別れと再会(終盤)


 終わりが近づいてくるにつれ、切なさが湧き上がってくる。

 レビューや「妄作論」を進めつつ、毎日2時間の考察を続けた。後悔しないように、今を踏みしめて。

 ここ一番の懸念は、無理をすることで体調を崩すことだった。十全に内容を楽しめなくなることだった。



 7週目……最終巻を初日で読み終えて、一息ついて出てきた言葉は「そうなのか」だった。

 話は全部終わった。ここから先はもうない。

 残りの日々は細かい部分をじっくり見るとしても、これ以上、目の前の漫画には何も描かれてはいない。

 今までの熱意からして、てっきり物凄い喪失感がやってくる「○○ロス」みたいな状態になると思っていたのに、特段そんなことはなかった。


 未来を想像することは出来た。二次創作を調べてみたら「if」とか「after」が出てきそうだなと思った。

 別れは惜しいし、すがるように隅々まで読んだけれど、予定をずらそうとは思わなかった。

 それは「聲の形」を読む際に取り決めた約束事だったからだ。



 書いていて、ひとつ昔のことを思い出した。

「聲の形」に触れるずっと前……中学だったか、高校だったかの時に、クレヨンしんちゃんの漫画(コンビニで売られている特選版みたいなやつ)を読んだことがある。

 もうほとんど忘れてしまったが、不思議と印象に残ったシーンがあった。


 それは、何らかのきっかけで剣道を一時的にやることになったしんちゃんが、激戦の末にライバルを倒した後の場面だった。

 試合には野原一家や、一緒に特訓していた剣道の先生も同席していた。だが、しんちゃんは勝利を噛みしめることもなく「この後、アクション仮面があるんだった」と言って走り去ってしまうのだ。

 そして先生はこの行動に不思議と納得したような顔をして「もう彼が剣道をやることはないだろう」と語った。


 当時の自分は思った。「しんちゃんはともかく、先生はなんでそう言ったのだろう?」と。

 目標だったライバルに勝って、剣道を続ける意義がなくなったことを悟ったからかもしれない。

 それとも、尺の都合だったのかもしれない。あくまで数あるストーリーのひとつ「○○編」にすぎないから、剣道の設定自体をリセットするためにセリフを付けたとも見れる。

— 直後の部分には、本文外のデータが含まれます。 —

PR #1299, opened 2019-01-09
perf(boot): load files asynchronously

mrfelton:
## Description:

Load files asynchronously to ensure that we don't block the event loop needlessly.

## Motivation and Context:

grpc proto file and tls.cert was being loaded using Sync versions of the fs methods which causes a bit of hanging in the boot process. Replace with non-blocking async versions.

## How Has This Been Tested?

1. Create new wallet
2. Load existing wallet

## Types of changes:

Performance enhancement.

## Checklist:

### DIFF
--- a/app/lib/lnd/util.js
+++ b/app/lib/lnd/util.js
@@ -9,7 +9,8 @@ import { credentials, Metadata } from '@grpc/grpc-js'
 import get from 'lodash.get'
 import { mainLog } from '../utils/log'
 
-const fsReadFile = promisify(fs.readFile)
+const readFile = promisify(fs.readFile)
+const stat = promisify(fs.stat)
 
 // ------------------------------------
 // Constants
@@ -110,7 +111,7 @@ export const getDeadline = timeoutSecs => {
 export const createSslCreds = async certPath => {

 あるいは、ただ単に意図なく呟いただけかもしれない。


 想定ならいくらでも出来る。

 でも、そのシーンはずっと残り続けたし、「聲の形」を読み終えた際の心境にどうにも近いものを感じた。



 最終週……通して読み進めた。

 1巻の内容なんてほぼ 2ヶ月ぶりだったのに、はっきりと覚えていた。1週間かけただけのことはあった。

 大体見通しは立てていたのだが……通して読んでみると、大きく変化したのだなあと驚いた。

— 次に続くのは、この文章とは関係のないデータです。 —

PR #1312, opened 2019-01-11
refactor(ui): introduce dialog component

### LINKED ISSUE #1191: Implement new Delete Wallet confirmation dialog
## Detailed Description

Implement custom design for delete wallet dialog

## Context

Currently using the system dialog to handle this and the design doesn't really fit with the app.

## Possible Implementation

Implement new Wallet Delete confirmation dialog based on Zeplin design: 
zpl://screen?sid=5bf3f08593b7393e8cf59e13&pid=5bacdbad33af886d419f1b34

image

korhaliv:
## Description:
Introduce a reusable dialog component

## Motivation and Context:
Add ability to show themed dialog instead of system one

## How Has This Been Tested?
Manually via storybook entry

## Screenshots: 
image

## Types of changes:
UI enhancement

## Checklist:


app/components/UI/Dialog.js
```diff
@@ -0,0 +1,68 @@
+import React from 'react'
+import PropTypes from 'prop-types'
+import styled from 'styled-components'
+import { Box, Flex } from 'rebass'
+import { Heading, Button } from 'components/UI'
+import X from 'components/Icon/X'
+
+const Container = styled(Box)`
```
mrfelton: You could probably switch from using `Box` to `Card`, which supports the border props. See https://rebassjs.org/Card. Then you could do away with this `Container` component.

app/components/UI/Dialog.js
```diff
@@ -0,0 +1,68 @@
...
+const CloseButton = ({ onClick }) => (
+  <Flex justifyContent="space-between">
+    <Box
+      css={{ height: '40px', cursor: 'pointer', opacity: 0.6, '&:hover': { opacity: 1 } }}
+      ml="auto"
+      onClick={onClick}
+      p={2}
+      px={10}
+    >
+      <X width={15} height={15} />
```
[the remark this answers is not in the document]
korhaliv: Yes I agree. I've copied this from some other modal that we have. Maybe it's even better to extract it to keep it consistent across the board

app/components/UI/Dialog.js
korhaliv: Agreed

 1巻を読みながら、2巻以降で示された内容、背景に思いをせる。最初に読んだ時にはやれなかったことが出来、見えなかったものが見える。

 苦手なシーン・キャラクターまで、すっぽりと収まっていくのを感じる。


 とはいえ、突っ込みどころが全くないわけでもない。繰り返し読んでいけば、そういった点も見える。実際、取り上げているモチーフから、連載中も批判を受けていたらしいのは知っている。

 個人内で検察側と弁護側を作って論争したりもした。理由付けが出来たものもあれば、出来なかった(割り切れなかった)ものもあった。

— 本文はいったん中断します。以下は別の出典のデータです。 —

PR #1313, opened 2019-01-11
feat(wallet): generate and display lndconnect qrcodes

### LINKED ISSUE #1145: Generate LNDConnect QR code for remote nodes that want to use Zap iOS
Right now the process for getting Zap iOS up and running is a bit difficult. An improvement on the current user story would be:

1. User runs Node Launcher
2. User LNDConnects to Zap Desktop from Node Launcher
3. User then scans LNDConnect QR code from Zap Desktop to connect to Zap iOS

mrfelton:
## Description:

Generate and display an lndconnect QR code. Currently this only applies to remote nodes, since we don't know which IP address to use when working with local nodes.

I created https://github.com/LN-Zap/node-lndconnect to house some of the core utility methods for working with lndconnect uris.

## Motivation and Context:

Provide an easy way for users to connect the mobile app to their remote nodes

Fix #1145

## How Has This Been Tested?

Manually

## Types of changes:

New feature

## Screenshot

image

## Checklist:


app/lib/lnd/config.js
```diff
@@ -293,6 +310,31 @@ class LndConfig {
       debug('Connection type is local. Assigning settings as: %o', defaultLocalOptions)
       Object.assign(this, defaultLocalOptions)
     }
+
+    // Set the ready prop once we have calculated all of the config properties.
+    const ready = new Promise(async resolve => {
```
korhaliv: Consider avoiding using `new Promise` here. I believe this can be done in a simpler and more readable way like this: (haven't tested this code)

```
const isReady = async () => {
    try {
        if (this.type === 'local') {
            // We don't support lndconnect for local nodes.
            return Promise.resolve(true)
        }

        const { host, cert, macaroon } = this
        const [encodeCert, encodeMacaroon] = await Promise.all([
          lndconnect.encodeCert(cert),
          lndconnect.encodeMacaroon(macaroon)
        ])
        const connectionstring = lndconnect.encode({
          host,
          cert: encodeCert,
          macaroon: encodeMacaroon
        })
        _lndConnect.set(this, connectionstring)
        return Promise.resolve(true)
    }
    catch {
        return Promise.resolve(true)
    }
}

_ready.set(this, isReady())
```

app/components/UI/QRCode.js
```diff
@@ -73,17 +73,19 @@ class ZapQRCode extends React.PureComponent {
...
-    bg: 'white'
+    bg: 'white',
+    border: 1
   }
 
   render() {
-    let { bg, color, size, theme } = this.props
+    let { bg, color, size, border, theme } = this.props
 
     if (size === 'small') {
```
korhaliv: Consider using `switch` with a `default `case to make this more robust and readable. Maybe it's a style preference though.

app/components/UI/QRCode.js
```diff
@@ -93,15 +95,30 @@ class ZapQRCode extends React.PureComponent {
     }
     if (size === 'large') {
       size = 180
+      border = 2
+    }
+    if (size === 'xlarge') {
```
korhaliv: Consider extracting this into a constant. `xlarge` is also used down below

app/lib/lnd/config.js
mrfelton: Have updated this to use `async`

app/components/UI/QRCode.js
mrfelton: refactored

app/components/UI/QRCode.js
mrfelton: Have extracted all preset size strings to constants.

app/components/Wallet/ReceiveModal/ReceiveModal.js
```diff
@@ -11,25 +11,46 @@ import messages from './messages'
...
+    const {
+      pubkey,
+      address,
+      activeWalletSettings: { lndConnect },
+      intl
+    } = this.props
+    const { qrCodeType } = this.state
+
+    let qrCode, notifTitle, notifBody
+    switch (qrCodeType) {
```
korhaliv: I would add `default` case also

app/components/Wallet/ReceiveModal/ReceiveModal.js
```diff
@@ -58,116 +80,99 @@ class ReceiveModal extends React.Component {
       return null
     }
 
-    let qrCode
+    let qrCode, message
     switch (qrCodeType) {
```
korhaliv: Would be nice to have `default` here too

app/components/Wallet/ReceiveModal/ReceiveModal.js
```diff
@@ -58,116 +80,99 @@ class ReceiveModal extends React.Component {
...
+          justifyContent="space-between"
+          alignItems="center"
+          width={1}
+          bg="secondaryColor"
+          p={4}
+        >
+          <Flex as="section" flexDirection="column" alignItems="center" width={1}>
+            <Heading.h1 textAlign="center">
+              {alias && alias.length ? alias : pubkey.substring(0, 10)}
+              {network && network.name.toLowerCase() === 'testnet' && ` (${network.name})`}
```
korhaliv: Looks like it can be simplified to this
` {network && network.name.toLowerCase() === 'testnet' && network.name}`

app/components/Wallet/ReceiveModal/ReceiveModal.js
```diff
@@ -58,116 +80,99 @@ class ReceiveModal extends React.Component {
...
+            <Box my={3}>{qrCode && <QRCode value={qrCode} size="xlarge" />}</Box>
+
+            <Box width={2 / 3}>
+              <Flex bg="tertiaryColor" justifyContent="space-between" width={1}>
+                <Text
+                  p={3}
+                  width={1}
+                  fontSize="s"
+                  textAlign="center"
+                  css={{
```
korhaliv: Consider moving this to styled-comp to keep jsx cleaner and shorter

app/components/Wallet/ReceiveModal/ReceiveModal.js
```diff
@@ -185,6 +190,7 @@ ReceiveModal.propTypes = {
   pubkey: PropTypes.string,
   address: PropTypes.string,
   alias: PropTypes.string,
+  activeWalletSettings: PropTypes.object,
```
korhaliv: consider using shape here to make it clear what type of object we are expecting here

app/components/UI/QRCode.js
```diff
@@ -73,35 +78,54 @@ class ZapQRCode extends React.PureComponent {
...
 
-    if (size === 'small') {
-      size = 120
-    }
-    if (size === 'medium') {
-      size = 150
-    }
-    if (size === 'large') {
-      size = 180
+    switch (size) {
```
korhaliv: Consider adding `default `case

app/components/Wallet/ReceiveModal/ReceiveModal.js
```diff
@@ -58,116 +80,99 @@ class ReceiveModal extends React.Component {
...
+        <Flex
+          justifyContent="space-between"
+          alignItems="center"
+          width={1}
+          bg="secondaryColor"
+          p={4}
+        >
+          <Flex as="section" flexDirection="column" alignItems="center" width={1}>
+            <Heading.h1 textAlign="center">
+              {alias && alias.length ? alias : pubkey.substring(0, 10)}
```
korhaliv: I've seen `pubkey.substring(0, 10)` in multiple places (for instance in Network.js). Should be more flexible and convenient if we extract this into an util. Like `getShortPubKey`

app/components/UI/QRCode.js
mrfelton: these props already have default values set via `defaultProps`

app/components/Wallet/ReceiveModal/ReceiveModal.js
mrfelton: Network name is supposed to be displayed in brackets after the node alias.

app/components/Wallet/ReceiveModal/ReceiveModal.js
mrfelton: The default case for these is that none of them are set, which prevents this QR code from displaying. If one of the predefined QR codes is set then all 3 of these values will be set as per this switch statement. So think the default case is implicit here.

app/components/Wallet/ReceiveModal/ReceiveModal.js
mrfelton: Have added a default message for this one

app/components/Wallet/ReceiveModal/ReceiveModal.js
mrfelton: I've updated this to use the `WalletName` component, so that the name displayed here matches elsewhere in the wallet (eg in the settings menu).

app/components/Wallet/ReceiveModal/ReceiveModal.js
mrfelton: done

mrfelton:
I think that is all of those issues addressed now @korhaliv

korhaliv:
utACK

 全然読み足りていないことに気付いたのは、最終日である。

 これでは未練が残る。とはいえ、既に決めた約束を簡単に崩すわけにもいかない。

 色々悩んだ。覚悟して全力で取り組んだ。

 それに見合った成果も出た。これ以上を求める必要が本当にあるのか?


 だが、それだけ追いかけ続けたものを「これっきり」にしてしまってもいいのか? 現時点の自分だけで良いのか? 別の時点の自分はまた違った発見をするかもしれないし……

 なによりも、まだ接していたい。


 結果として、来年の同じ日に「おさらい」の 1週間だけリバイバルすることに決めた。

 それが決まった途端、肩の力が抜けた。残りの時間は自分のやれる限りで考察を重ねた。楽しかった。


 日をまたいだのを確認して、全巻を段ボールに入れてフタをする。その上に来年の付箋を貼り付ける。


 空いた 2時間はどうしようか。積まれたハードカバー本を読み進めるか、新しく何か執筆してみるか、はたまた全く畑違いのことに挑戦してみるのも面白いか。

 来年の自分はどうなっているのか。再読するに足る資格を持っているだろうか。持っていられるように、精々励んでいきたいと思う。



 またね。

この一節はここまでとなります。